Bottom line: the financial system has become leveraged to a greater extent than one could have guessed from looking at the balance sheets of regulated banking institutions alone. The deleveraging process that is now taking place in the system is, to put it mildly, unlikely to be totally smooth.

Let me make a few comments on how these weaknesses might be addressed

· In future, investors will have an incentive to do more due diligence on the assets they buy and hold.But there are large economies of scale in assessing credit risks, particularly risks embedded in structured credit transfer products. So firms that specialise in evaluating credit risk will, I think, continue to be an essential part of the system.
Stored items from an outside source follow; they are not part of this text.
PR #5218, opened 2022-07-06
Load the correct config file in multisite

### LINKED ISSUE #3477: Multisite - Cache Query String(s) & other features not working on subsites

engahmeds3ed:
## Description

When we install WP Rocket in site level in a multisite which uses the sub directory pattern, we always load the main site config file and this is wrong as we need to load its corresponding config file instead.

Fixes #3477

## Type of change

We did it as a team (thanks @CrochetFeve0251 and @jeawhanlee ).
This change may affect the performance as we load the config file in each page load, @Tabrisrp what do u think?

## How Has This Been Tested?

- [x] Locally

# Checklist:

### DIFF
--- a/inc/classes/Buffer/class-config.php
+++ b/inc/classes/Buffer/class-config.php
@@ -194,18 +194,6 @@ class Config {
 
 		$host = $this->get_host();
 
-		if ( realpath( self::$config_dir_path . $host . '.php' ) && 0 === stripos( realpath( self::$config_dir_path . $host . '.php' ), $config_dir_real_path ) ) {
-			$config_file_path = self::$config_dir_path . $host . '.php';
-			return self::memoize(
-				__FUNCTION__,
-				[],
-				[
-					'success' => true,
-					'path'    => $config_file_path,
-				]
-			);
-		}
-
 		$path = str_replace( '\\', '/', strtok( $this->get_server_input( 'REQUEST_URI', '' ), '?' ) );
 		$path = preg_replace( '|(?<=.)/+|', '/', $path );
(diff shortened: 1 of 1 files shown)


remyperona (approved):

remyperona:
I think the performance impact is going to be negligeable, as the path will be empty so we won't enter in the loop anyway.

vmanthos (approved):
Working as expected. 👍

Issue #3077, opened 2020-09-09
Rollback to more than one version backward leads to upgrade to latest version


engahmeds3ed:
**Before submitting an issue please check that you’ve completed the following steps:**
- Made sure you’re on the latest version **Yes**
- Used the search feature to ensure that the bug hasn’t been reported before **Yes**

**Describe the bug**
When trying to rollback for more than one time this leads to upgrade instead of multiple rollbacks.

**To Reproduce**
1. I have 3.7.0.1 installled.
2. I rollback to 3.6.4 and this happened successfully
3. from that I try to rollback to 3.5.5.1.
4. Instead it updates to 3.7.0.1

**Expected behavior**
we have two scenarios here:-
1. not to rollback more than one time and here we need to adjust the rollback button text to express that it will update or show error message for example.
2. Open the number of rollbacks and adjust the functionality of the button when user rollback more than one time.

**Screenshots**
First rollback from 3.7.0.1 to 3.6.4
![image](https://user-images.githubusercontent.com/15707971/92628172-b27ce080-f2cc-11ea-9431-2f303e08fe98.png)

![image](https://user-images.githubusercontent.com/15707971/92629838-3041eb80-f2cf-11ea-9b81-1afc8b336abc.png)

Second rollback from 3.6.4 to 3.5.5.1
![image](https://user-images.githubusercontent.com/15707971/92628393-0687c500-f2cd-11ea-80e7-9c567f47a245.png)

![image](https://user-images.githubusercontent.com/15707971/92629853-3637cc80-f2cf-11ea-9e5b-475ae1685e07.png)

**Additional context**
We need product input here

**Backlog Grooming (for WP Media dev team use only)**
- [ ] Reproduce the problem
- [ ] Identify the root cause
- [ ] Scope a solution
- [ ] Estimate the effort

arunbasillal:
> Open the number of rollbacks and adjust the functionality of the button when user rollback more than one time.

I always thought that the rollback would keep on rolling back. So this is what I think should happen. 

- Let's say a user rolls back to 3.6.4. This WP Rocket should look and behave exactly like when the user installed 3.6.4 the first time. 
- The last stable is [hardcoded within WP Rocket](https://github.com/wp-media/wp-rocket/blob/8f7f67b621e5085ccf6424a08a15ce636e4fbf2f/wp-rocket.php#L77). A user on 3.6.4 would expect to rollback to the stable one before that and so on. 
[...]

PR #5225, opened 2022-07-07
Closes #5198 Add RUCSS warning modal when rollback

### LINKED ISSUE #5198: RUCSS Deactivation  for Non Expired Users Rollingback
The RUCSS feature available in versions prior to 3.11 has been shut down in May 2022. 
When non-expired users are rolling back to a previous version, we need to inform them that the RUCSS feature won’t be available.

[Details are available here](https://docs.google.com/document/d/1jlyfrU4hYqhFxT_Ol9f-sNJp8h8_ZRo7R4o_5IOjjV8/edit?usp=sharing)

remyperona:
## Description

Add a modal to warn about rollback when remove unused CSS is active since the previous version is not available anymore

The patch versions containing the updated RUCSS notices:
- https://github.com/wp-media/wp-rocket/tree/v3.9.5.1
- https://github.com/wp-media/wp-rocket/tree/v3.10.10.1

Fixes #5198

## Type of change

## How Has This Been Tested?

- [x] Manual tests

# Checklist:


jeawhanlee (approved):

vmanthos:
@Tabrisrp Please find my notes about the PR:

1. The modal is displayed but its style:


is different compared to the one in the [details doc](https://docs.google.com/document/d/1jlyfrU4hYqhFxT_Ol9f-sNJp8h8_ZRo7R4o_5IOjjV8/edit?usp=sharing):



2. In `3.10.10.1`, clicking on the `x` close button doesn't close the banner. If it's not meant to be dismissed, the `x` button should not be displayed.

3. In `3.9.5.1`, clicking on the `x` close button dismisses the dashboard "Congratulations" banner but not the actual RUCSS notice: https://youtu.be/UBfWqOqk5ag

Refreshing the page brings the "Congratulations" banner back.

4. For expired users on `3.9.5.1` we display the banner in WP Rocket's dashboard explaining that users must renew their license:


but only the following is displayed in the file optimization tab:


There isn't any info about the fact that they need to renew their license.

This is how the same is displayed in `3.10.10.1`:


 @Agathemed is this the way you want this displayed?

Lastly, because of #3077 it's not really possible to roll back to these versions. A customer seeing that modal will get a version, e.g. `3.11.4`, where Remove Unused CSS is actually enabled and this can be confusing.

@wp-media/productrocket maybe #3077 should be addressed with priority?

remyperona:
@vmanthos For point 1. can you try with the browser cache refreshed/disabled?

vmanthos:
@Tabrisrp Thank you for the suggestion.

It was indeed an issue coming from the browser caching the previous version of the CSS files. Now the modal is displayed as expected:

vmanthos:
@Tabrisrp Agathe confirmed that for expired users we should display the [same banner](https://camo.githubusercontent.com/909726b7ef882ef210d2031301ccd6fea2aedb61181e8f49c11c18b707f172ee/68747470733a2f2f692e7667792e6d652f523530625a412e6a7067) in the file optimization tab both on `3.9.5.1` and `3.10.10.1`

Will you take care of it in the current PR or do you want me to create a separate GitHub issue?

PS: It's number 4 on the list in [my comment](https://github.com/wp-media/wp-rocket/pull/5225#issuecomment-1180257326).

remyperona:
I pushed a commit to add the warning message when trying to enable the option as an expired user

vmanthos (commented):
@Tabrisrp I can see the banner for expired `3.9.5.1` users but the old message is displayed as well. Also, it's not possible to dismiss the banner unless the page is refreshed:


Can this be changed to work as it does on `3.10.10.1`?


Lastly, depending on the screen's resolution, on mobile devices, the tools tab is larger than the viewport, and so is the modal:


Can you please look into these topics? 🙏

remyperona:
I updated the CSS to avoid the display issue and better display the modal on small screens too.

For the `3.9.5.1` version:
> the old message is displayed as well.

Shouldn't it be displayed still to communicate that it's not available?

> Also, it's not possible to dismiss the banner unless the page is refreshed

Yes this warning has never been dismissible.

> Can this be changed to work as it does on 3.10.10.1?

It's not the same type of field, so we can't.

vmanthos:
> I updated the CSS to avoid the display issue and better display the modal on small screens too.

🙏

This is working as expected now:


> Shouldn't it be displayed still to communicate that it's not available?

Although GitHub showed the .gif I added when I previewed my reply I'm not seeing it anymore. ¯\_(ツ)_/¯

Here is a screenshot of what this looks like for `expired` users in `3.9.5.1`
 

Both the banner and the message are displayed. We should hide the message for expired licenses and instead display the banner.

remyperona:
@vmanthos This should be updated now

vmanthos (approved):
This is working as expected! 👍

The market will need to find a solution that better balances investor due diligence and agency ratings.

· The market innovations of recent years have also created too many idiosyncratic varieties of structured products.It is an illusion to believe that financial engineering can create instruments that are both tailored to the needs of individual investors and tradable in liquid markets. In the months ahead, I think we are going to see an accelerated process of natural selection in which some recently developed instruments become extinct. There may be more emphasis on "plain vanilla" structured products with uniform and relatively simple risk characteristics, which would be more transparent and easier to value and trade. Indeed, there are signs that market mechanisms are already working in this direction: the revival of activity in markets for some less complex structured products suggests that market participants are now putting a premium on reduced complexity.

· The current market turbulence is highlighting the need for a much better management of funding liquidity risk and a better understanding of market liquidity.The economic capital that banks hold against the more exotic instruments that are difficult to value will also have to rise.

· Central banks have done rather well in addressing liquidity shortages in money markets.They were successful in preventing overnight rates from rising above the target. But in term money markets, even large injections of central bank funds could only act to reduce dislocations, whose basic cause has been uncertainty about future liquidity needs at the individual bank level. Central banks will need to reflect on the implications of these market developments for the way they carry out their monetary operations.

Finally, what are the macroeconomic risks in the evolving global economic system?

Thus far, global output growth has remained remarkably robust in the face of financial market turbulence. Have the problems in the financial system increased the downside risks to the global macroeconomic outlook? I would say yes.

· First, the reaction of financial firms and investors to the current, more risk-averse circumstances that we are witnessing could imply a persistent increase in the cost of capital.

· Second, with the deteriorating prices in the housing markets in the United States and a number of other countries, households may try to increase their financial savings, thereby weakening consumption, with negative multiplier effects on domestic demand, economic activity and employment.

· Third, the current financial turbulence is overlaid on persistently large current account imbalances. True, the US trade balance has improved remarkably in the past few quarters, as the dollar has depreciated significantly in weighted average terms. But I think the interaction of disturbed credit market conditions and the large current account deficit of the US economy is now a major uncertainty in the global macroeconomic outlook.

· The euro area and Japan are currently recording healthy GDP growth, and domestic demand seems to have some momentum. Here the key uncertainty concerns the strength of autonomous growth momentum in the Asian region generally. Domestic demand in that region still appears relatively weak and concentrated towards investment, particularly in the export sector. I doubt that strong, export-led growth in the emerging world could be sustained if the US economy were to weaken markedly. Intervention by a number of countries to slow the exchange rate movements needed to adjust the system also cloud the picture.

· Clearly, central banks will have to keep these downside macroeconomic risks in mind in framing their monetary policies.